Instructions to follow >> All lines in the data that hold the word "from" need copying.

Collected data entries >>
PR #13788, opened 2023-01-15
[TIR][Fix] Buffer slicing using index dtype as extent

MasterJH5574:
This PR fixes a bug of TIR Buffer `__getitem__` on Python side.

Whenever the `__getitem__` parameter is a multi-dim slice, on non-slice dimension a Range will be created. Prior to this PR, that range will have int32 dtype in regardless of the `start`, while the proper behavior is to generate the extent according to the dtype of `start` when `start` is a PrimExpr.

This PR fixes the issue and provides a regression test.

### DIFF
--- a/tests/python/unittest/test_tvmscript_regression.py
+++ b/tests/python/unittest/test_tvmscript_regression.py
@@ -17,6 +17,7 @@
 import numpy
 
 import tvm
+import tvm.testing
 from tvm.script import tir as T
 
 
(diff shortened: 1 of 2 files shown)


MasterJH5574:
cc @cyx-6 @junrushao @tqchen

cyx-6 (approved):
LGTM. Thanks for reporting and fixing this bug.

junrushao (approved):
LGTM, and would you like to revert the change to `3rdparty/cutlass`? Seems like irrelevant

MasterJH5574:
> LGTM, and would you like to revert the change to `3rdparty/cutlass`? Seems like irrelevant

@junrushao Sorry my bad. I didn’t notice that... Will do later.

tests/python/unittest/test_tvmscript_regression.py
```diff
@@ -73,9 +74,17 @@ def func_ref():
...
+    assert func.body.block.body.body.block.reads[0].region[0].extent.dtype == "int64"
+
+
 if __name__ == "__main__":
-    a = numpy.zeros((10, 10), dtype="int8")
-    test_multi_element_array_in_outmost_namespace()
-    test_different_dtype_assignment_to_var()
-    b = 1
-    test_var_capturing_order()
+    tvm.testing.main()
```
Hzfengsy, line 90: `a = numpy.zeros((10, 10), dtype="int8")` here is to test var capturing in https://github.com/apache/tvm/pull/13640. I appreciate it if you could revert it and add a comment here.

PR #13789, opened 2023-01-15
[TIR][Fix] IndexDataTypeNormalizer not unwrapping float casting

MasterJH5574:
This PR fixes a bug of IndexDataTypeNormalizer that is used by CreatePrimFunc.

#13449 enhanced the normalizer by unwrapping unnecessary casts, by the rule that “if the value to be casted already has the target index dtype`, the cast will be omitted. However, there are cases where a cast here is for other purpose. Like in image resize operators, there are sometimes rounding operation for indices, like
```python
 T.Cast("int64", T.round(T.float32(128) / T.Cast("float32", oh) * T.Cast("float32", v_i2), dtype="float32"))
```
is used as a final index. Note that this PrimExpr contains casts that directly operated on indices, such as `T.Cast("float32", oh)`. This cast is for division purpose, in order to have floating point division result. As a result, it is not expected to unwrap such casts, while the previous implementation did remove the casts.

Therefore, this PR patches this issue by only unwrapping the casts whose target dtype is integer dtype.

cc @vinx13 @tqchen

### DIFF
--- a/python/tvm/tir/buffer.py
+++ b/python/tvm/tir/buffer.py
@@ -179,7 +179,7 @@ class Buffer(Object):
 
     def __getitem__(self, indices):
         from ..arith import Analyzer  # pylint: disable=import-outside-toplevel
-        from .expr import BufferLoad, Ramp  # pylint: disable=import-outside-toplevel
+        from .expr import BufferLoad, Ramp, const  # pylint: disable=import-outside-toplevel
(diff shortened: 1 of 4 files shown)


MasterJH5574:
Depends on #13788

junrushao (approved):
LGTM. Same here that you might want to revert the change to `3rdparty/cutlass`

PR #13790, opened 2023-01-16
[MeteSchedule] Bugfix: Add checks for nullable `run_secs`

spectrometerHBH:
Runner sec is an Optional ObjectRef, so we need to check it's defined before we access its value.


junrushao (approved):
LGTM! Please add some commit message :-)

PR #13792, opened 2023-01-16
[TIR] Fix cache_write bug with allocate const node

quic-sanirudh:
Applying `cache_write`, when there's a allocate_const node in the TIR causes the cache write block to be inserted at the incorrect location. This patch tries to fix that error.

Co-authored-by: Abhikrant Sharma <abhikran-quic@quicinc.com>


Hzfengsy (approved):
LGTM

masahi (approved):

--

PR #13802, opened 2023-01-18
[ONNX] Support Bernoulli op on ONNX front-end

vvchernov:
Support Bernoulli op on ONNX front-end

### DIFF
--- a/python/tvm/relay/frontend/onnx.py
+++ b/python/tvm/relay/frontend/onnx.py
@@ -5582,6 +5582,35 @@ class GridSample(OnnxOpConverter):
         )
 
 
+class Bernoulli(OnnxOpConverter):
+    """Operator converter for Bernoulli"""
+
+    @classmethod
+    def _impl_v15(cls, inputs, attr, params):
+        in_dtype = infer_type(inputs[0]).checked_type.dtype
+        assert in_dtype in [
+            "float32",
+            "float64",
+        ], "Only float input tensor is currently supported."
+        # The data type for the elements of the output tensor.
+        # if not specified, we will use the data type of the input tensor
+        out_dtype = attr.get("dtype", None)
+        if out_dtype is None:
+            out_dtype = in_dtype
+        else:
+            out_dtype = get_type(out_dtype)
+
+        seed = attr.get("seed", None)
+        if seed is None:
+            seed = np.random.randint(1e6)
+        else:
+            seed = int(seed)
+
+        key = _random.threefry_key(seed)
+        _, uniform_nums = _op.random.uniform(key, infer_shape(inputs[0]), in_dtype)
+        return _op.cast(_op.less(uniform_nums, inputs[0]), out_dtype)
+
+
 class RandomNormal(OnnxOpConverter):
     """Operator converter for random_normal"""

--

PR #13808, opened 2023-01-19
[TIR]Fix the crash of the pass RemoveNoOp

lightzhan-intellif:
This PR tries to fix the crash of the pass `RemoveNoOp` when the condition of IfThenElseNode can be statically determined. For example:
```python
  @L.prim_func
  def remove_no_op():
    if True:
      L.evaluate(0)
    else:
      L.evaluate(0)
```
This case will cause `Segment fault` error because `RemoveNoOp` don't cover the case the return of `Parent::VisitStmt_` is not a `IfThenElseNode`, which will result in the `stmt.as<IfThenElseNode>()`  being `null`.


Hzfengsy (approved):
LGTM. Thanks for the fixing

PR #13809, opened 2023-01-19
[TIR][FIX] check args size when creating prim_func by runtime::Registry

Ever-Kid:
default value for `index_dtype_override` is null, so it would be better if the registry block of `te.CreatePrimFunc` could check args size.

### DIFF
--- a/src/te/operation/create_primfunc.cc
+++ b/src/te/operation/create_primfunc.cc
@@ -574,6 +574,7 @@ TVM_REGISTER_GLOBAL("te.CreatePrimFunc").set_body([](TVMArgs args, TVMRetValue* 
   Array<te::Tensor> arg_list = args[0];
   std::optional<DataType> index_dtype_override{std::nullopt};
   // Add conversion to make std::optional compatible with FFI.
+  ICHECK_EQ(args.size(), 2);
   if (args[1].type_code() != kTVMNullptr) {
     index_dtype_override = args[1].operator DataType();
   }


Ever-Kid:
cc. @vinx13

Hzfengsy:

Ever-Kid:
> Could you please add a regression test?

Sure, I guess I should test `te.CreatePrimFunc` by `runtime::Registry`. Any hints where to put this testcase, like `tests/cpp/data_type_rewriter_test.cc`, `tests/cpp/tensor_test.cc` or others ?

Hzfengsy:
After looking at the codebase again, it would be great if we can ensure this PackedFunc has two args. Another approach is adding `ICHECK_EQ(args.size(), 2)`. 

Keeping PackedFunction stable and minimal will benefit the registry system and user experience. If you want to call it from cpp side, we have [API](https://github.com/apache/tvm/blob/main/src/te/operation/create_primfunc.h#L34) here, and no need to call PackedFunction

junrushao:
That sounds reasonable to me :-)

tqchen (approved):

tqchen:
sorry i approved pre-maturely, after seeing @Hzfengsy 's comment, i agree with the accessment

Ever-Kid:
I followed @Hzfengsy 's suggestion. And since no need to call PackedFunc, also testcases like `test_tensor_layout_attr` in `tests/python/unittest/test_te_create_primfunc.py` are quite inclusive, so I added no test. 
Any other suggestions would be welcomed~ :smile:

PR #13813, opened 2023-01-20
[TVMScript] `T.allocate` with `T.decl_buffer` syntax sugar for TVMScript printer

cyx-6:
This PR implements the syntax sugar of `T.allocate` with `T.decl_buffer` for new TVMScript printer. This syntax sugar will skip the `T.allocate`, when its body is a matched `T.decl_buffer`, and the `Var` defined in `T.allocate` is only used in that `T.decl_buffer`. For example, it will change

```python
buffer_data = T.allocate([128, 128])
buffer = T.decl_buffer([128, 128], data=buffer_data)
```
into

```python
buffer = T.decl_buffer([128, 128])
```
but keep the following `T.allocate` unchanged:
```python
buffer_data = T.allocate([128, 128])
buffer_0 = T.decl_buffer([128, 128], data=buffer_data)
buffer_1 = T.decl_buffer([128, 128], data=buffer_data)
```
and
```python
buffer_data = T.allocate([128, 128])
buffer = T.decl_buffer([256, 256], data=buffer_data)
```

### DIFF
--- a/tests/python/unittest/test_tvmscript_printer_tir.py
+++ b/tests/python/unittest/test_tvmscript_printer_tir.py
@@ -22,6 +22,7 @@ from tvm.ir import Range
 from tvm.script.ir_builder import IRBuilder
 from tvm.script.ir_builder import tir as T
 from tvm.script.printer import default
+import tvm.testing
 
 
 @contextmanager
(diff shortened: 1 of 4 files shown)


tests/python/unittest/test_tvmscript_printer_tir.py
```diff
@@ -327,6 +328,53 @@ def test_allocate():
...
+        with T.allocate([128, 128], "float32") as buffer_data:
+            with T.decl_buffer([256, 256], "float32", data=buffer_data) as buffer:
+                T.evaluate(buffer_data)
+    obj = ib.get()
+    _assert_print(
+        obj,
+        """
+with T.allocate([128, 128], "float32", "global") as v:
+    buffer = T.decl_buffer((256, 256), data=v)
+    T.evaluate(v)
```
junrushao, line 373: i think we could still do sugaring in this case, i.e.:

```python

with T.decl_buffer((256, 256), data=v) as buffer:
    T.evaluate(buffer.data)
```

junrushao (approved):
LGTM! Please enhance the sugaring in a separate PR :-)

Exercise solution >>
 from tvm.script import tir as T
         from ..arith import Analyzer  # pylint: disable=import-outside-toplevel
-        from .expr import BufferLoad, Ramp  # pylint: disable=import-outside-toplevel
+        from .expr import BufferLoad, Ramp, const  # pylint: disable=import-outside-toplevel
Keeping PackedFunction stable and minimal will benefit the registry system and user experience. If you want to call it from cpp side, we have [API](https://github.com/apache/tvm/blob/main/src/te/operation/create_primfunc.h#L34) here, and no need to call PackedFunction
@@ -22,6 +22,7 @@ from tvm.ir import Range
 from tvm.script.ir_builder import IRBuilder
 from tvm.script.ir_builder import tir as T
 from tvm.script.printer import default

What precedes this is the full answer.